Exercise prompt:
Examine the records and identify each line that includes the string "masterKey". Copy those lines.
────
PR #571, opened 2022-09-13
chore: enable BIP44 Accounts other than zero for Ethereum in Native Wallet

asamere:
Enables Bip44 Multi Account support for Ethereum (and evm chains) in HDWallet Native.


packages/hdwallet-native/src/ethereum.ts
```diff
@@ -57,7 +57,10 @@ export function MixinNativeETHWallet<TBase extends core.Constructor<NativeHDWall
 
     async ethInitializeWallet(masterKey: Isolation.Core.BIP32.Node): Promise<void> {
       const rootNode = await Isolation.Adapters.BIP32.create(masterKey);
-      const isolatedSigner = await rootNode.derivePath(ethers.utils.defaultPath);
+
+      // hard coding this path works fine. need to figure out how to
+      // re-enable supplying a path
```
────
Problem solution:
     async ethInitializeWallet(masterKey: Isolation.Core.BIP32.Node): Promise<void> {
       const rootNode = await Isolation.Adapters.BIP32.create(masterKey);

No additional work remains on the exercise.